For a time, I wondered if McAdams was miscast (as good as she is at “nerdish” behaviour) and whether they should’ve hired a plainer actress. However, by the halfway point, it becomes clear the story needed Linda to be the “ugly duckling” trope so she could achieve a swan-like “glow-up” after washing her hair in a waterfall and fashioning a sexy bikini from her ragged clothes.

Given who’s behind the camera, Send Help flirts with the horrifying potential of its concept. There are signature “Raimi-isms” fans will enjoy —his trademark roving camerawork becomes the POV of a wild boar running through foliage, and there’s plenty of bodily fluid being flung around. However, the movie less predictably follows the arc of a traditional rom-com, at least for a while.
Linda and Bradley develop a bond once he admits he’s useless on his own and defers to her teachings. A spark develops between them, and romance grows through moments of comedy as their guards drop and they see each other with fresh eyes.
But fundamentally, screenwriters Damian Shannon and Mark Swift (Freddy vs. Jason) wanted to explore every avenue of a familiar ‘Robinson Crusoe’ setup. The material plays like Cast Away (2000) if Tom Hanks had been stranded with a bitchier Meg Ryan, offering fun commentary on workplace gender roles before eventually evoking Misery (1990) once Linda’s psychology is explored, so it becomes less clear who’s the hero and who’s the villain.
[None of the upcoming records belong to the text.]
PR #36399, opened 2020-05-13
Fix xyz OSM tiles too many downloads

### LINKED ISSUE #34813: QGIS loads too many XYZ tiles on first view
**How to Reproduce**

1. Load a shapefile with a small area (e.g. buildings from geofabrik's prince-edward-island-latest-free.shp)
2. Turn on a network debugger or install QGIS network logger
3. Add OpenStreetMap XYZ tiles

242 tile requests are made on my display, but only 25-50 or so are needed to cover the screen at my resolution

image

**QGIS and OS versions**
3.12 on Windows 10

```
QGIS version
3.12.0-București
QGIS code revision
cd141490ec
Compiled against Qt
5.11.2
Running against Qt
5.11.2
Compiled against GDAL/OGR
3.0.4
Running against GDAL/OGR
3.0.4
Compiled against GEOS
3.8.0-CAPI-1.13.1
Running against GEOS
3.8.0-CAPI-1.13.1 
Compiled against SQLite
3.29.0
Running against SQLite
3.29.0
PostgreSQL Client Version
11.5
SpatiaLite Version
4.3.0
QWT Version
6.1.3
QScintilla2 Version
2.10.8
Compiled against PROJ
6.3.1
Running against PROJ
OS Version
Windows 10 (10.0)
Active python plugins
qgisnetworklogger; 
db_manager; 
MetaSearch; 
processing
```

Loading 10x the tiles required is putting heavy load on the OSMF tile servers

cc @firefishy

elpaso:
Fixes #34813 by introducing a Prefetch rendering flag
and raster provider capability that can be set by
a provider when prefetching of out-of-viewport tiles
is allowed. For now it is only denied (hardcoded) for
OSM but the implementation allows per-layer setting when
a GUI element to set the flag will been created.

### DIFF
--- a/src/core/qgsmapsettings.h
+++ b/src/core/qgsmapsettings.h
@@ -310,7 +310,6 @@ class CORE_EXPORT QgsMapSettings : public QgsTemporalRangeObject
       RenderPartialOutput      = 0x200, //!< Whether to make extra effort to update map image with partially rendered layers (better for interactive map canvas). Added in QGIS 3.0
       RenderPreviewJob         = 0x400, //!< Render is a 'canvas preview' render, and shortcuts should be taken to ensure fast rendering
       RenderBlocking           = 0x800, //!< Render and load remote sources in the same thread to ensure rendering remote sources (svg and images). WARNING: this flag must NEVER be used from GUI based applications (like the main QGIS application) or crashes will result. Only for use in external scripts or QGIS server.
-      Prefetch                 = 0x1000, //!< The render is a prefetched image, not visible in the current view extent
       // TODO: ignore scale-based visibility (overview)
     };
     Q_DECLARE_FLAGS( Flags, Flag )
--- a/src/core/qgsmapsettings.h
+++ b/src/core/qgsmapsettings.h
@@ -310,6 +310,7 @@ class CORE_EXPORT QgsMapSettings : public QgsTemporalRangeObject
       RenderPartialOutput      = 0x200, //!< Whether to make extra effort to update map image with partially rendered layers (better for interactive map canvas). Added in QGIS 3.0
       RenderPreviewJob         = 0x400, //!< Render is a 'canvas preview' render, and shortcuts should be taken to ensure fast rendering
       RenderBlocking           = 0x800, //!< Render and load remote sources in the same thread to ensure rendering remote sources (svg and images). WARNING: this flag must NEVER be used from GUI based applications (like the main QGIS application) or crashes will result. Only for use in external scripts or QGIS server.
+      Prefetch                 = 0x1000, //!< The render is a prefetched image, not visible in the current view extent
       // TODO: ignore scale-based visibility (overview)
     };
     Q_DECLARE_FLAGS( Flags, Flag )
--- a/src/core/raster/qgsrasterlayerrenderer.h
+++ b/src/core/raster/qgsrasterlayerrenderer.h
@@ -80,6 +80,8 @@ class CORE_EXPORT QgsRasterLayerRenderer : public QgsMapLayerRenderer
 
     QgsRasterPipe *mPipe = nullptr;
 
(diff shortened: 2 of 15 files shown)


src/core/qgsmapsettings.h
```diff
@@ -310,6 +310,7 @@ class CORE_EXPORT QgsMapSettings : public QgsTemporalRangeObject
       RenderPartialOutput      = 0x200, //!< Whether to make extra effort to update map image with partially rendered layers (better for interactive map canvas). Added in QGIS 3.0
       RenderPreviewJob         = 0x400, //!< Render is a 'canvas preview' render, and shortcuts should be taken to ensure fast rendering
       RenderBlocking           = 0x800, //!< Render and load remote sources in the same thread to ensure rendering remote sources (svg and images). WARNING: this flag must NEVER be used from GUI based applications (like the main QGIS application) or crashes will result. Only for use in external scripts or QGIS server.
+      Prefetch                 = 0x1000, //!< The render is a prefetched image, not visible in the current view extent
```
nyalldawson, line 313: This is the same as the existing "RenderPreviewJob" flag

elpaso: I though it was for something else. I will re-use that flag then.

timlinux:
Thanks for doing this @elpaso !

src/core/raster/qgsrasterlayerrenderer.h
```diff
@@ -80,6 +80,8 @@ class CORE_EXPORT QgsRasterLayerRenderer : public QgsMapLayerRenderer
 
     QgsRasterPipe *mPipe = nullptr;
 
+    QgsRasterLayer *mLayer;
```
wonder-sk, line 83: hi @elpaso sorry only now had a chance to look at your PR...

Having a map layer as a member of QgsRasterLayerRenderer is something that we have to strictly avoid - the problem is that render() function runs in a worker thread and it is unsafe to use any methods from the map layer (for example, the layer may have been deleted in the meanwhile). The correct way is to fetch everything we need from the map layer in constructor of QgsRasterLayerRenderer - so there should be a new flag (e.g. mProviderAllowsPrefetch) instead of a full QgsRasterLayer pointer...

elpaso: Thank you for looking at this, I'll make a follow up.

src/providers/wms/qgswmsprovider.cpp
```diff
@@ -743,20 +743,24 @@ QImage *QgsWmsProvider::draw( QgsRectangle const &viewExtent, int pixelWidth, in
       return image;
     }
 
-    QgsDebugMsgLevel( QStringLiteral( "layer extent: %1,%2 %3x%4" )
-                      .arg( qgsDoubleToString( mLayerExtent.xMinimum() ),
-                            qgsDoubleToString( mLayerExtent.yMinimum() ) )
-                      .arg( mLayerExtent.width() )
-                      .arg( mLayerExtent.height() ), 3
-                    );
+    QgsDebugMsg( QStringLiteral( "layer extent: %1,%2,%3,%4 %5x%6" )
```
nyalldawson, line 746: I also didn't review fully :) Can you put these back to QgsDebugMsgLevel? it's way to noisy to output here.

elpaso: Sure but please merge the backports and I'll make a followup to be backported after

src/core/raster/qgsrasterlayerrenderer.h
elpaso: https://github.com/qgis/QGIS/pull/36422

src/providers/wms/qgswmsprovider.cpp
elpaso: https://github.com/qgis/QGIS/pull/36422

Maybe Sam Raimi is softening in the autumn of his life. While there are signs of his youthful exuberance in the cartoonish violence, he occasionally backs away from moments that would’ve made Send Help unforgettable for its sheer ballsiness. Fans of Hard Candy (2005) may guess what I’m alluding to; perhaps the ’80s Raimi would’ve dared to go there instead of chickening out to keep a character redeemable.
McAdams is the standout here, and it’s a reminder of how good she is after a long time away from headlining a major film. She clearly bonded with Raimi during Multiverse of Madness, and while it’s impossible to believe Linda is a woman everyone would ignore, she turns in a performance that works because there’s always a hint that her character isn’t entirely sane — or is at least easily driven to awful decisions by years of repressed resentment.

O’Brien captures the grim horrors of an egotistical, chauvinist boss: the privileged son using a business he didn’t build to elevate his male friends. While Bradley is written broadly at times (yes, he has a golf putting machine in his office), O’Brien finds nuances in the material and mines comedy with some facial tics and expressions along the way. By the midway point, he miraculously becomes a plausible romantic partner whose change of heart feels earned. The film relies on his chemistry and rapport with McAdams to work, and on that front, it’s a definite success.
Overall, Send Help isn’t top-tier Sam Raimi, but for a horror film devoid of supernatural elements — save for a few dream sequences that provide an excuse for zombies — he does a fine job of telling a story more focused on character and situation than usual. It perhaps lacks courage at certain moments, and the conclusion won’t work for everyone (though I enjoyed it), but it’s a focused and genuinely funny experience that’s a definite crowd-pleaser.
USA | 2026 | 113 MINUTES | 2.39:1 | COLOUR | ENGLISH


director: Sam Raimi.
writers: Damian Shannon & Mark Swift.
starring: Rachel McAdams, Dylan O’Brien, Edyll Ismail, Xavier Samuel, Chris Pang & Dennis Haysbert.